Task objective | Copy each line of the following data that contains "default".
----
PR #1344, opened 2023-02-24
feat(rum-core): run tasks that block Angular stabilization in a separate Zone

### LINKED ISSUE #983: throttle() function causes Angular to not get stable
When using your library with Angular, I noticed that the setTimeout() in your throttle() function is causing Angular to not get 'stable' for the given interval (default is 60s).

Angular considers itself 'unstable' when ZoneJS is seeing pending micro or macro tasks in the Angular zone. ('isStable' doc: https://angular.io/api/core/ApplicationRef#is-stable-examples)

The problem, as i understand it, here is that the throttle() gets executed within the Angular zone if Angular is present.

We use this 'isStable' flag for certain features that need to know if the given route has finished loading and the page rendering/processing is done.

So, as the general solution to this is, that you run your long running tasks outside of the Angular zone, my idea was to also run your throttle setTimeout function in a separate, new zone if there is window.Zone available.

Something like:
```
export default function throttle(fn, onThrottle, opts) {
  var context = this;
  var limit = opts.limit;
  var interval = opts.interval;
  var counter = 0;
  var timeoutId;
  var throttleZone = typeof Zone !== 'undefined' && Zone.root.fork({name: 'apm-throttle-zone'});

  return function () {
    counter++;

    if (typeof timeoutId === 'undefined') {
        var timeoutFn = function () {
          timeoutId = setTimeout(function () {
            counter = 0;
            timeoutId = undefined;
          }, interval);
        };

        if (throttleZone) {
          throttleZone.run(timeoutFn)
        } else {
          timeoutFn();
        }
    }

    if (counter > limit && typeof onThrottle === 'function') {
      return onThrottle.apply(context, arguments);
    } else {
      return fn.apply(context, arguments);
    }
  };
}
```

What do you guys think?

pappkamerad:
Fixes #983 

This adds a `runInOwnZone` helper function to wrap tasks that would block Angular stabilization otherwise.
----
Expected output |
When using your library with Angular, I noticed that the setTimeout() in your throttle() function is causing Angular to not get 'stable' for the given interval (default is 60s).
export default function throttle(fn, onThrottle, opts) {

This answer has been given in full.